Robert Hallock (Thrax)

April 21, 2009 4:58 PM ET in News, , , , ,

Spring is in the air, which means we’re left with a dearth of things to write about while companies fall silent to wind up for the summer months. Why not spend this quiet time improving your Google fu? Here are a few options to get ‘er done.

Google Torrent Search

As The Pirate Bay’s founders received their penalty on Friday, they used their closing arguments to touch on Google’s role in piracy. The patch-wearing lads asserted that The Pirate Bay, like Google, merely indexes illicit content, but does not host any of the material itself. Ben Edelman from Harvard’s Business School didn’t disagree. “Google now can and does do what the Pirate Bay has always done,” Edelman said.

Rather symbolically, some enterprising user(s) have cobbled together a custom search that proves Google’s role in the broad accessibility of illegal material. Not that you would actually use this search to find anything other than Linux ISOs, right?

G2P Beta

Not only is Google good for finding Torrents, advanced search strings can narrow results to a whole host of files: PDFs, mp3s, JPGs and more. The mojo is in refining the search results to return repositories of files instead of complete webpages.
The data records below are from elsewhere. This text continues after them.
PR #4915, opened 2016-01-25
SI-9599 Multiple @todo formatted with comma on separate line

petermz:
Hi!

[This is my first Scala fix, so please forgive any mistakes]

From `bodyTags` definition at CommentFactoryBase.scala:318 and WikiParser.document(), it seems we only generate block-like structures for "@todo", so the comma joiner can be removed as unneeded.

I don't think this fix deserves a test so I didn't write one, or should I?

Thanks!

### DIFF
--- a/test/scaladoc/scalacheck/HtmlFactoryTest.scala
+++ b/test/scaladoc/scalacheck/HtmlFactoryTest.scala
@@ -819,4 +819,11 @@ object Test extends Properties("HtmlFactory") {
     }
 
   }
+
+  property("SI-9599 Multiple @todo formatted with comma on separate line") = {
+    createTemplates("SI-9599.scala")("X.html") match {
+      case node: scala.xml.Node => node.text.contains("todo3todo2todo1")
+      case _ => false
+    }
+  }
 }
--- a/src/scaladoc/scala/tools/nsc/doc/html/page/Template.scala
+++ b/src/scaladoc/scala/tools/nsc/doc/html/page/Template.scala
@@ -624,7 +624,7 @@ class Template(universe: doc.Universe, generator: DiagramGenerator, tpl: DocTemp
             <dt>To do</dt>
             <dd>{
               val todoXml: List[NodeSeq] = (for(todo <- comment.todo ) yield <span class="cmt">{bodyToHtml(todo)}</span> )
-              todoXml.reduceLeft(_ ++ Text(", ") ++ _)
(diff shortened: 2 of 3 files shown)


petermz:
review @VladUreche  

Hi Vlad -- I've picked you as reviewer as per contributing guide; please let me know if there's better idea.
Thanks!

SethTisue:
/nothingtoseehere

("Found earlier commit(s) marked failure: ae891b" — CLA hadn't been signed yet. has been now, so, clearing the build status)

VladUreche:
Hi @petermz, thank you for your contribution! 

The patch looks good, but let's take care of two little details before we merge:
- can you please rebase on the latest `2.12.x`?
- can you add a test? You can use [this test](https://github.com/scala/scala/blob/2.11.x/test/scaladoc/run/tag-requirements.scala) and [its check file](https://github.com/scala/scala/blob/2.11.x/test/scaladoc/run/tag-requirements.check) as an inspiration (use `ant test.scaladoc` to run the scaladoc tests, which should succeed)

Thanks!

petermz:
Hi @VladUreche !
The code I'm fixing is invoked after the model is built, so I believe I cannot test it with a ScaladocModelTest. Instead, I've added a test case to HtmlFactoryTest which has the necessary infrastructure.

I also hope I've figured out the rebase thing correctly.
Thanks!

test/scaladoc/scalacheck/HtmlFactoryTest.scala
```diff
@@ -819,4 +819,13 @@ object Test extends Properties("HtmlFactory") {
     }
 
   }
+
+  property("SI-9599 Multiple @todo formatted with comma on separate line") = {
+    createTemplates("SI-9599.scala")("X.html") match {
+      case node: scala.xml.Node =>
+        node.toString.contains(
```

Beta v0.2 of Google-to-Person can slice those results down to songs, albums, software, ebooks, ringtones and prox-ify. Be a good user and check your five-finger discount at the door, eh?

6 Comments:

  1. Beta v0.2 Link is broke.

  2. aaaaaand I'm retarded. Or you fixed it.

  3. The patch-wearing lads asserted that The Pirate Bay, like Google, merely indexes illicit content, but does host any of the material itself.

    Typo? Or am I crazy? That should read 'does not host', yes?

    Feel free to delete this post either way.

  4. One thing I find interesting in all of this is that while Torrent sites claim they don't host files, and many of them don't. They claim that google does the same thing they do. But that's not really true.

    If you google 'gears of war 2 torrent' for example it's not going to actually link you to a tracker. It links you to websites hosting trackers. So if torrent sites weren't around google wouldn't be able to crawl them and find trackers.

    So while TPB can say google is just as guilty that's not exactly true.

  5. Go back a few years, did Napster host the content? No, they lost, then other sites emerge. In fact, calling your site the Pirate Bay is simply a direct middle finger to the content owners. If the Pirate Bay gets shut down, another challenger will emerge, perhaps with a new technology, a new way of sharing content, all the courts and lawyers in the world can't stop it.

    Do I participate in file sharing. No, to be totally honest I don't (I dabbled a little in Napster years ago, RIAA I swear I deleted that content!) Since then, I see the fault in it, its fundamentally wrong, its theft. My step son had a limewire account, and now he wonders why it won't work, hmmmmm..... Perhaps it had something to do with the old man (It was hoggin the bandwidth I use for fraggin)

    Anyway, while I think the folks at the Pirate Bay do have a point from a certain legal perspective, but its not like Google is blatantly suggesting that you use its service to pirate content, while the Pirate Bay does not leave much to the imagination. Sometimes its not what you say, but how you say it?

    Still what the courts and lawyers need to come to grip with is they will never, ever stop it.

    In music specifically, there are allot of well to do executives and promoters that are going to be displaced soon. Honestly, if artists knew what was good for them, they would unionize and rebel against their record companies and Clear Chanel, and market their content on their own. Maybe earn less total revenue, but keep all the profits for themselves. This idea of needing someone else to promote your talents in the age of the internet, its long gone. Promote yourself, keep what you earn.

    Change the business model, embrace the internet, embrace some form of fair use content sharing, and for the love of god, stop clinging to your antiquated business model because there will be a lessened need for executives and agents to pillage the talents of the entertainment industry.